The Minnesota Workers’ Compensation Act.

The Minnesota Workers’ Compensation Act (“WCA”) created a system for employees to seek compensation for on-the-job injuries.  Most disputes under the Act are heard by specialized worker’s compensation judges.  One type of claim under the Act, however, is heard in district court – claims of retaliation or obstruction under Minn. Stat. § 176.82.  That statute provides as follows:

176.82 ACTION FOR CIVIL DAMAGES FOR OBSTRUCTING EMPLOYEE SEEKING BENEFITS.

Subdivision 1. Retaliatory discharge. Any person discharging or threatening to discharge an employee for seeking workers’ compensation benefits or in any manner intentionally obstructing an employee seeking workers’ compensation benefits is liable in a civil action for damages incurred by the employee including any diminution in workers’ compensation benefits caused by a violation of this section including costs and reasonable attorney fees, and for punitive damages not to exceed three times the amount of any compensation benefit to which the employee is entitled. Damages awarded under this section shall not be offset by any workers’ compensation benefits to which the employee is entitled.

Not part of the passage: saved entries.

PR #630, opened 2026-07-31
fix(cli): refocus previous input on esc in manual provider form

### LINKED ISSUE #628: config provider TUI: Manual mode — ESC to go back to previous field makes it uneditable (cursor disappears)
### OpenCodeReview Version

v1.82.1

### Operating System

macOS (Apple Silicon)

### Installation Method

npm (global)

### LLM Provider

### Bug Description

In the config provider TUI, when using the Manual configuration tab, pressing ESC to navigate back to a previously filled field causes the input cursor to disappear. The field becomes completely uneditable — no cursor is visible and all keyboard input is silently ignored.

### Steps to Reproduce

1. Run ocr config provider (or equivalent command that opens the provider TUI)
2. Select the Manual tab and press Enter to enter the form
3. Fill in the URL field, press Enter to advance to Protocol
4. Select a protocol (e.g. openai), press Enter to advance to Model
5. Type a model name (e.g. step-3.5-flash), press Enter to advance to Auth Token
6. Press ESC to go back to Model
7. Observe: the cursor is gone, the field cannot be edited

### Expected Behavior

Pressing ESC should move focus back to the previous field with a visible, blinking cursor, allowing the user to edit the existing value.

### Logs / Error Output

```shell
The target field appears focused (highlighted label) but the text cursor is invisible and the field does not accept any keyboard input. The only way to recover is to press ESC all the way back to exit the form and re-enter it.
```

### Additional Context

Image

Image

Image

Image

hanhaiqingchuan:
## Description

In `ocr config provider`, the Manual tab form loses input focus when the user presses <kbd>Esc</kbd> to go back to a previous field. For example: fill in the URL, press <kbd>Enter</kbd> to reach the Protocol step, then press <kbd>Esc</kbd> to go back and edit the URL — the URL field is rendered as active, but it has no cursor and ignores all typing. The same back-navigation works correctly in the Custom provider form.

Root cause: `focusManualStep` is declared with a value receiver, while `textinput.Model.Focus()` uses a pointer receiver. In the <kbd>Esc</kbd> branch of `updateManualForm` (`return m, m.focusManualStep()`), the method receives a copy of the model, so `Focus()` marks the input as focused only on that discarded copy — the model actually returned from `Update` still holds a blurred input, and bubbles' `textinput` ignores key messages while blurred.

The fix changes `focusManualStep` to a pointer receiver, matching its Custom-form counterpart `focusCPStep` (which is why the Custom form was unaffected). All back-navigation paths with a text input are covered: Protocol→URL, Auth Token→Model, Auth Header→Auth Token. (Model→Protocol was unaffected: the protocol step has no text input.)

## Type of Change

- [X] Bug fix (non-breaking change that fixes an issue)

## How Has This Been Tested?

- [X] `make test` passes locally
- [X] Manual testing (describe below)

- Added `TestProviderTUI_ManualFormEscRefocusesPreviousInput`, a table-driven regression test covering the three back-navigation paths that land on a text input. Each case asserts the previous step's input is focused after <kbd>Esc</kbd> and accepts subsequent typing. Verified the test fails on the unfixed code (all three cases) and passes with the fix.
- Full suite: `make check` and `make test` (with `-race`) pass locally.
- Manual testing with a locally built binary (`ocr config provider`, isolated `$HOME` sandbox): Manual tab → fill URL → Enter → Esc — the URL field regains the cursor and is editable again; same verified for the Auth Token and Auth Header back-navigation paths. Reproduced the broken behavior with an unfixed main binary as an A/B control.

## Checklist

- [X] My code follows the project's coding style (`go fmt`, `go vet`)
- [X] I have performed a self-review of my code
- [X] I have added tests that prove my fix is effective or my feature works
- [X] New and existing unit tests pass locally with my changes
- [ ] I have updated the documentation accordingly (if applicable) — not applicable, no user-facing docs describe this interaction
- [X] I have signed the CLA

## Related Issues

Closes #628

### DIFF
--- a/cmd/opencodereview/provider_tui.go
+++ b/cmd/opencodereview/provider_tui.go
@@ -1642,7 +1642,7 @@ func (m *providerTUIModel) blurManualStep() {
 	}
 }
 
-func (m providerTUIModel) focusManualStep() tea.Cmd {
+func (m *providerTUIModel) focusManualStep() tea.Cmd {
 	switch m.manualStep {
 	case manualStepURL:
 		return m.manualURLInput.Focus()
--- a/cmd/opencodereview/provider_tui_test.go
+++ b/cmd/opencodereview/provider_tui_test.go
@@ -265,6 +265,62 @@ func TestProviderTUI_ManualFormEscFromURLExitsForm(t *testing.T) {
 	}
 }
 
+func TestProviderTUI_ManualFormEscRefocusesPreviousInput(t *testing.T) {
+	tests := []struct {
+		name     string
+		fromStep manualStep
+		wantStep manualStep
+		focused  func(m providerTUIModel) bool
+		value    func(m providerTUIModel) string
+	}{
+		{
+			name:     "protocol back to url",
+			fromStep: manualStepProtocol,
+			wantStep: manualStepURL,
+			focused:  func(m providerTUIModel) bool { return m.manualURLInput.Focused() },
+			value:    func(m providerTUIModel) string { return m.manualURLInput.Value() },
+		},
+		{
+			name:     "auth token back to model",
+			fromStep: manualStepAuthToken,
+			wantStep: manualStepModel,
+			focused:  func(m providerTUIModel) bool { return m.manualModelInput.Focused() },
+			value:    func(m providerTUIModel) string { return m.manualModelInput.Value() },
+		},
+		{
+			name:     "auth header back to auth token",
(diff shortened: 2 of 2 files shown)


5wxwxwxw5:
Thanks for the PR! I've gone through the changes and they look good to me.

lizhengfeng101 (approved):
LGTM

Subd. 2. Refusal to offer continued employment. An employer who, without reasonable cause, refuses to offer continued employment to its employee when employment is available within the employee’s physical limitations shall be liable in a civil action for one year’s wages. The wages are payable from the date of the refusal to offer continued employment, and at the same time and at the same rate as the employee’s preinjury wage, to continue during the period of the refusal up to a maximum of $15,000. These payments shall be in addition to any other payments provided by this chapter. In determining the availability of employment, the continuance in business of the employer shall be considered and written rules promulgated by the employer with respect to seniority or the provisions or any collective bargaining agreement shall govern. These payments shall not be covered by a contract of insurance. The employer shall be served directly and be a party to the claim. This subdivision shall not apply to employers who employ 15 or fewer full-time equivalent employees.

Schmitz v. U.S. Steel

The fact that retaliation claims fall outside of the normal procedures for workers’ compensation disputes has created some uncertainty over the years. Some of these questions were addressed by the Minnesota Supreme Court in Schmitz v. U.S. Steel Corp., 852 N.W.2d 669 (Minn. 2014) In Schmitz, the Court held that an employee is entitled to a jury trial in a claim for retaliatory discharge for seeking workers’ compensation benefits. The Court also held that, in a retaliatory discharge claim, an employer may not assert a Faragher/Ellerth defense to employer liability for a supervisor’s actions.

Background

Darrel Schmitz (“Schmitz”) was employed as a maintenance mechanic for U.S. Steel.  On October 23, 2006, Schmitz injured his back while replacing a steel liner.  Schmitz immediately reported the incident to his supervisor, foreman M.B.  The next day, Schmitz called M.B. from home to tell him that his side and back felt strange.  M.B. reported the call to his supervisor, L.S., and the two of them subsequently spoke to Schmitz.  According to Schmitz, L.S. warned Schmitz against filing an accident report:

[L.S.] told me that the company would—was taking a big, dim view if I would fill out an accident report and they wouldn’t like it at all.  And I said, “What are they going to do, fire me?”  He said, “Well, without having to perjure [myself],” he said, “Yes.”

Two days later, after being examined by his doctor, Schmitz returned to work without any physical restrictions.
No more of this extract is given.